Physical keyloggers top the list of security nightmares for most in the profession. While full-blown remote access trojans are worse, they are also fairly easy to identify and block, both at installation and in use, but physical keyloggers are much harder to identify.
They are also harder to deploy, but anyone with physical access to a machine can infiltrate it without much difficulty and with very little risk of detection.
And more than passwords are at risk. Even in an environment with strong authentication, the contents of confidential documents and emails can still leak after the logger captures the keystrokes.
However, keyloggers can also act as evidence-gathering tools for security investigators, once you have cleared it with your legal advisers – some circumstances will preclude the use of such a device and may in fact be detrimental to an ongoing case, so tread carefully.
With that in mind, we looked at some options available from KeyGhost, one of the better known hardware keylogging providers. Its product is available in a number of formats, including external dongles and options for embedding the technology into a keyboard itself. A PCI card, which will capture all keystrokes without needing separate dongles, is in beta. We tested USB and PS/2 variants of the dongles.
Loggers are also useful to audit access to locked-down systems. In such systems, where personal information should not be entered (such as data entry terminals in retail or manufacturing facilities), such use is much safer legally.
KeyGhost also provides tamper-evident seals to prevent a user temporarily removing the logger. There’s nothing to stop a user plugging in a keyboard of their own, but this will show in the log.
Installation is simplicity itself - just plug in the device between the usual keyboard connector and the socket on the PC. The PS/2 version is really small and hard to spot, although its black casing does stand out against the pale purple of modern, colour-coordinated connectors. The USB version is comparatively much larger, about the size of a biggish USB flash disk, but still very hard to spot even with a direct view of the back of a PC. Covertly installing and retrieving the gadget is the hardest part, but as the ‘cleaners’ at Sumitomo-Mitsui demonstrated, this is easy to overcome.

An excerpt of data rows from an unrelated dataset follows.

PR #497, opened 2025-03-03
Use "next" as version on main consistently

camillobruni:
Let's use "next" for the main branch version identifier consistently in all sections.

### DIFF
--- a/about.html
+++ b/about.html
@@ -12,7 +12,7 @@
             <section id="about" class="visible" data-title="About">
                 <a href="./" class="logo">
                     <img srcset="resources/logo@2x.png 2x" src="resources/logo.png" alt="Speedometer" />
-                    <div class="version">3.0</div>
+                    <div class="version next">next</div>
                 </a>
                 <div class="section-grid">
                     <h1 class="section-header">About Speedometer 3</h1>
--- a/about.html
+++ b/about.html
@@ -17,7 +17,7 @@
                 <div class="section-grid">
                     <h1 class="section-header">About Speedometer</h1>
                     <div class="section-content">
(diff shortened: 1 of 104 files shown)


about.html
```diff
@@ -12,7 +12,7 @@
             <section id="about" class="visible" data-title="About">
                 <a href="./" class="logo">
                     <img srcset="resources/logo@2x.png 2x" src="resources/logo.png" alt="Speedometer" />
-                    <div class="version">3.0</div>
+                    <div class="version next">next</div>
                 </a>
                 <div class="section-grid">
                     <h1 class="section-header">About Speedometer 3</h1>
```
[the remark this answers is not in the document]
julienw: Also package.json should probably read 4.0.0-alpha

instructions.html
```diff
@@ -13,7 +13,7 @@
             <section id="instructions" class="visible" data-title="Test Instructions">
                 <a href="./" class="logo">
                     <img srcset="resources/logo@2x.png 2x" src="resources/logo.png" alt="Speedometer" />
-                    <div class="version">3.0</div>
+                    <div class="version next">next</div>
                 </a>
                 <div class="section-grid">
                     <h1 class="section-header">Speedometer 3 General Instructions</h1>
```
julienw, line 19: Maybe we can remove the version at all here?

about.html
julienw, line 18: This specific one is still there :-)  But maybe we can remove the version completely for this line, what do you think?

julienw (approved):
Thanks

rniwa (approved):

instructions.html
camillobruni: I've tried now both, kinda prefer having the version consistently displayed in all views on the side.
But I've removed the "3" in the instruction text now.

julienw: yeah my comment was targeting line 19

Once in place, the device will capture all keystrokes, including control keys and function keys, along with regular timestamps and notifications of when the device received and lost power (to spot unauthorised removal). It doesn’t give any feedback in the form of USB notifications, so the OS is oblivious to its presence. And being outside the PC, it is OS-independent (although some of the support software is Windows-only).
The only give-away is that non-HID (mouse or keyboard) peripherals connected through the USB chain will fail, and that might give away enough clues to lead to discovery. If you use, as we do, keyboards with USB hubs to which flash disks are routinely connected, you might have to investigate alternatives: KeyGhost does sell versions with built-in USB hubs for just this situation.
Retrieving keystrokes is easily done, either in situ or on another machine, because the logger can also generate keystrokes of its own. Connected in the normal fashion, typing a password results in the device sending back a menu (you need to be in a text editor for this, so it has somewhere to send keystrokes!), which is used to retrieve the log, clear the device or change basic settings or passwords.
Although the product does not need any software to function, the company does supply a handy interface, KeyGhost Renderer, which is a software GUI to manage the device. It works with a USB to PS2 adaptor for PS2 models, and can download logs and present them in a more easily read format than the raw data you can retrieve direct into a text file.
It also offers some configuration options, such as setting the time and date and changing the current password, as well as the ability to erase the logger. More importantly, its ability to display keystrokes is vastly improved, with a number of options over how to display them.
For example, where backspace characters usually show as ‘’ in the text, the Renderer has the option to simply update the text: remove the character to the left and not show the backspace event.
This seems like a no-brainer, but bear in mind that backspace keys are used for more than deleting text: web browsers use it to navigate back a page too.
This will apply to other keys, so we found ourselves liking the legibility of the KeyGhost Renderer, but preferring the full-blown text display for serious investigation.
The Renderer can also save the log to a local file, and write a separate file with a SHA1 hash of the log. A program confirms that the log matches the hash.
If you are a security investigator needing a software-invisible keylogging solution, these are highly recommended. If you are a security admin worried about loggers, then we are afraid we have little to offer until TCG-style encrypted keyboard connections are possible. We could find no way to detect or prevent their presence aside for hoping someone happens to notice something out of the ordinary.